Confocal microscopy of a lung section, 4 days after being rechallenged with an influenza virus. Resident memory B cells (red) and newly generated plasma cells (yellow) can be seen in very close proximity to infected cells (light blue).

2. The spatiotemporal regulation of adaptive immune cells in the spleen; host response to systemic infections and blood pathogens: The spleen is a major lymphoid organ and the only one to filter the blood. Dysfunctional spleen is associated with increased incidents of sepsis, impaired peripheral-tolerance, and expansion of pathogenic cells. Yet, despite its importance, we know relatively little about the microanatomy of the spleen and how cells move and interact within it. A major challenge to addressing these questions has been the lack of appropriate technology for examining cell movement inside this large organ. Our group pioneered cutting-edge imaging approaches that give us a unique view of immune cell behaviour within intact spleens of living mice (Arnon TI et al. Nature 2013). Utilizing this approach, we recently demonstrated that an 'entry-checkpoint' located at the gateway into splenic white-pulps exists (Chauveau A. et al., Immunity 2020). We further showed that a selected subset of tissue resident macrophages that occupies nearby niches plays a critical role in promoting gremial centre B cell responses (Pirgova G. et al., PNAS 2020), thus critically regulating the ability of the host to generate high affinity antibodies and durable memory B cell responses. In our future work, we will continue to explore where and how adaptive immune cells become activated in the spleen and to determine the roles of the 'entry checkpoint' in regulating activation and differentiation of cells.

3. Mechanisms that regulate adaptive immune cell recirculation during homeostasis and inflammation; lymphocytes recirculation in the spleen: An effective adaptive immune system requires that lymphocytes continuously re-circulate between the different secondary lymphoid tissues of the body where they can "search" for cognate antigens, and potentially initiate immune responses. During times of homeostasis, access to secondary lymphoid tissues is also essential for allowing B and T cells to be "educated" by other specialized immune cells, which involves the receiving of pro-survival and tolerance-inducing signals. Over the past decades, the mechanisms of immune cell trafficking toward and through lymph nodes (LNs) have been intensely studied, establishing a well-defined multi-step model of entry and egress. These studies enhanced our understanding of immunology and led to development of therapeutic agents to treat autoimmune diseases. Despite these important advances, our current knowledge of even the basic anatomical structures that support recirculation of lymphocytes in the largest secondary lymphoid organ in our body, the spleen, is very limited. As such, we may potentially be missing important opportunities to develop new therapeutic interventions that aim to block this process.

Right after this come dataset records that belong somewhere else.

PR #2592, opened 2015-08-03
Require an equals sign for auto insert parens

### LINKED ISSUE #2581: Autoparens appear when autocompleting in the import section
Autoparens is a great addition, but it should not be applied everywhere, such as whem importing something....

For example if I have this and then press `Tab` in this case (* denotes cursor location)

```python
from spyderlib.qt.QtGui import QToolButton, QToolT*
```

We get

```python
from spyderlib.qt.QtGui import QToolButton, QToolTip()
```

Which is not very helpful....

Any thoughts @blink1073?

blink1073:
Fixes #2581.

@goanpeca, there is no reliable way that I know of to detect whether we are on a continuation line for an import statement.  With this change, there must be an `=` on the same line for auto-insert parens to work.

### DIFF
--- a/spyderlib/widgets/sourcecode/base.py
+++ b/spyderlib/widgets/sourcecode/base.py
@@ -69,7 +69,9 @@ class CompletionWidget(QListWidget):
             self.textedit.insert_completion(completion_list[0])
             try:
                 if self.textedit.close_parentheses_enabled:
-                    if types[0] in ['class', 'function', 'method']:
+                    leading_text = self.textedit.get_text('sol', 'cursor')
+                    if ('=' in leading_text and
+                            types[0] in ['class', 'function', 'method']):
                         self.textedit.handle_close_parentheses('')
             except AttributeError:
                 pass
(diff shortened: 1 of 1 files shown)


goanpeca:
Ok, :-), I-ll take it for now then!

ccordoba12:
But what would happen with something like:

```
def my_function(x, y):
    return x + y

my<Tab>
```

?

We wouldn't have parens auto-inserted, right?

blink1073:
That is correct.  You could always just insert the parens yourself.  The more I think about this, the less I like the idea of adding the parens at all.  I can see it being an annoyance more than a help.

ccordoba12:
We could also revert this feature, or leave it as proposed here.

The bad thing is that from our users perspective there'd be some inconsistency about when to expect parens to be auto-inserted. For example, I'd expect them to be inserted in the example I posted above.

blink1073:
Yes, but like I said, we'll never get it 100% right, and it is really annoying when we display it when the user doesn't want the behavior.

ccordoba12:
So revert? I don't have a problem with that :-) I'd prefer a consistent experience above the minimal effort of typing a single paren.

blink1073:
Closing in favor of #2602.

Using our intravital imaging procedure, we showed that the path into splenic white pulps is mediated via well-defined structures, composed of stroma-coated blood vessels that guide a highly regulated cell movement. These studies also disproved the prevailing hypothesis that entry and egress to the spleen are mediated via the same site, thus establishing that an additional egress specific structure must exist in this organ (Chauveau A. et al., Immunity 2020) (Figure 2).

We aim to:

  • Delineate the molecular basis of entry by identifying signals that attract lymphocytes to the entry paths during steady state and inflammation
  • Identify the elusive egress structures and explore their cellular and molecular composition

This movie illustrates the architecture of the entry paths into T zones. 2-photon intravital imaging of newly transferred T cells (in green) migrating into the splenic white pulp. Endogenous T cells are shown in red. Movies were imaged 24h post transfer.

This movie illustrates the perivascular nature of the entry paths. 2-photn intravital imaging of spleens showing red blood cells (in green) passing at very high speeds inside tracks of T cells (in red).